To further examine the effect of Rosetta relax, in Fig. 2[link] we compare the model accuracy before and after applying Rosetta relax. The relaxation improved the models in most of the cases. 110 of 117 models (94.0%) improved and one model stayed the same in terms of r.m.s.d., while 100 models (85.5%) improved in terms of GDT-HA using the structure-relaxation step. For both r.m.s.d. and GDT-HA, the Wilcoxon test result indicates that the improvements are statistically significant (p-values of 1.7 × 10−19 and 2.2 × 10−14, respectively). Thus, Rosetta relax is not helpful when used on its own, but is effective in combination with AF2 runs, i.e. the full DAQ-refine protocol.

[Figure 2]
Figure 2
Model quality before and after refinement. R.m.s.d. and GDT-HA for nine models of all 13 targets before and after applying Rosetta relax structure refinement are shown. (a) R.m.s.d.; (b), GDT-HA. For r.m.s.d., four models were omitted from the plot that have r.m.s.d. values of over 10 Å. They were two models from PDB entry 6cv9 chain A, which have before and after r.m.s.d. values of 26.0 and 26.2 Å and of 35.7 and 35.5 Å, respectively, and two models from PDB entry 7jsn chain A, which have before and after r.m.s.d. values of 26.0 and 25.6 Å and of 25.4 and 25.1 Å, respectively.

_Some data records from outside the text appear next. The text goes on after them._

PR #205, opened 2020-01-24
[N/A] Update service tooling

bryangaleopenfin:


hooks.ts
```diff
@@ -1,10 +1,12 @@
-const fs = require('fs');
-const path = require('path');
+import fs = require('fs');
```
tomrobertsOF: I've never seen this syntax before. Does this actually work?

hooks.ts
```diff
@@ -1,10 +1,12 @@
...
+import path = require('path');
 
-module.exports = (app) => {
+import {Hook, registerHook} from 'openfin-service-tooling/utils/allowHook';
+
+registerHook(Hook.TEST_MIDDLEWARE, (app) => {
     // Sneakily return the test directory instead of the default one
     app.get('/provider/sample-app-directory.json', (req, res) => {
-        const testDirectory = JSON.parse(fs.readFileSync(path.join('res', 'test', 'sample-app-directory.json')));
+        const testDirectory = JSON.parse(fs.readFileSync(path.join('res', 'test', 'sample-app-directory.json')).toString());
```
tomrobertsOF, line 9: Why is this `toString` here? Wouldn't that just return `[Object object]` or something like that?

bryangaleopenfin: Without it I get "Argument of type 'Buffer' is not assignable to parameter of type 'string'.". Will double check it's doing what I assume

hooks.ts
bryangaleopenfin: It seems?! Copied from the `os-launchpad` `hooks.ts` file

bryangaleOF: Yep, does what I expected. Which makes it werid that it worked in the first place. I think JSON.parse must specifically check for buffer objects and handle appropriately, but that's not reflected in the types

hooks.ts
bryangaleopenfin: Yep, does what I expected. Which makes it werid that it worked in the first place. I think JSON.parse must specifically check for buffer objects and handle appropriately, but that's not reflected in the types

tomrobertsOF: Hmm, fair enough.

hooks.ts
tomrobertsOF: Hmmm. I really don't like it, but if it works then ok I guess.

tomrobertsOF (approved):

ottah (approved):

3.2. Model selection with the DAQ score

The next question that we address is how to select the refined structures from the 18 models that we have built. In Fig. 3[link] we show GDT-HA for each of the 18 generated models, including unrelaxed and relaxed models, for each target relative to the DAQ(AA) score. For reference, the initial model and the relaxed initial model from Rosetta relax are also included in the plots. The same plots instead showing r.m.s.d. are provided as Supplementary Fig. S2. The plots show that DAQ(AA) has a clear correlation with the model quality GDT-HA. For each target, the Pearson correlation coefficient and a regression line between GDT-HA and DAQ(AA) were computed from 20 models (18 generated models, the initial model and the relaxed initial model). The Pearson correlation coefficients ranged from 0.10 (PDB entry 6l54 chain C) to 0.97 (PDB entries 7jsn chain B, 7ksm chain C and 7ksm chain D), with an average of 0.85. Except for PDB entry 6l54 chain C, all targets have a correlation coefficient of over 0.85. Therefore, we can use DAQ(AA) as a metric to select one of the most accurate models from those generated.

[Figure 3]
Figure 3
Comparison of the DAQ(AA) score and GDT-HA for 13 targets. The DAQ(AA) scores of 18 structure models refined with our protocol are plotted against GDT-HA. Small green circles represent models refined without the Rosetta relax protocol. Large green circles represent the refined models after the Rosetta relax protocol. Initial models and initial models relaxed using Rosetta relax are shown as red squares and blue triangles, respectively. Black lines represent the regression lines of the plots.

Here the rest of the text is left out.